→ Supplied material:
PR #227, opened 2016-12-12
AC-235 Hide downloaded patients

AdamGrzybkowski:
I couldn't really hide patients from the adapter so I filter patients before passing them to the adapter. There is problem with deleting the whole row. I had to set heights, padding etc. of the row manually to look ok, but then I was getting some inconsistency errors when scrolling.

### DIFF
--- a/openmrs-client/src/main/java/org/openmrs/mobile/activities/lastviewedpatients/LastViewedPatientsPresenter.java
+++ b/openmrs-client/src/main/java/org/openmrs/mobile/activities/lastviewedpatients/LastViewedPatientsPresenter.java
@@ -18,11 +18,15 @@ import android.support.annotation.NonNull;
 
 import org.openmrs.mobile.api.RestApi;
 import org.openmrs.mobile.api.RestServiceBuilder;
+import org.openmrs.mobile.dao.PatientDAO;
 import org.openmrs.mobile.models.retrofit.Patient;
 import org.openmrs.mobile.models.retrofit.Results;
 import org.openmrs.mobile.utilities.ApplicationConstants;
 import org.openmrs.mobile.utilities.StringUtils;
 import org.openmrs.mobile.utilities.ToastUtil;
+
+import java.util.LinkedList;
+import java.util.List;
 
 import retrofit2.Call;
 import retrofit2.Callback;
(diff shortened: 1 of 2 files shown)


openmrs-client/src/main/java/org/openmrs/mobile/activities/lastviewedpatients/LastViewedPatientsPresenter.java
```diff
@@ -85,6 +89,16 @@ public void onFailure(Call<Results<Patient>> call, Throwable t) {
 
     }
 
+    private List<Patient> filterNotDownloadedPatients(List<Patient> patients) {
+        List<Patient> newPatientList = new LinkedList<>();
+        for (Patient patient: patients){
+            if(!new PatientDAO().isUserAlreadySaved(patient.getUuid())){
```
rkorytkowski: Wouldn't it be more efficient to just create patient dao once?

openmrs-client/src/main/java/org/openmrs/mobile/activities/lastviewedpatients/LastViewedPatientsPresenter.java
```diff
@@ -62,7 +66,7 @@ public void updateLastViewedList() {
             public void onResponse(Call<Results<Patient>> call, Response<Results<Patient>> response) {
                 mLastViewedPatientsView.setSpinnerVisibility(false);
                 if (response.isSuccessful()) {
-                    mLastViewedPatientsView.updateList(response.body().getResults());
+                    mLastViewedPatientsView.updateList(filterNotDownloadedPatients(response.body().getResults()));
```
rkorytkowski: I'd rather you introduce getLastViewedNotDownloadedPatients in the restApi and unit test it.

AdamGrzybkowski: @rkorytkowski I don't really understand what you mean. Do you want to create a method in RestApi interface ? If you just want to create a method named like this in LastViewedPatientsPresenter then I'm not sure about it, because this filter has to be applied also in findPatients() method.

rkorytkowski: I see! I didn't notice the other place you used it. It's ok then.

→ Directions for this task: From the listing, count how many lines contain the string "updateList", and answer with the number by itself.

→ Answer section: 2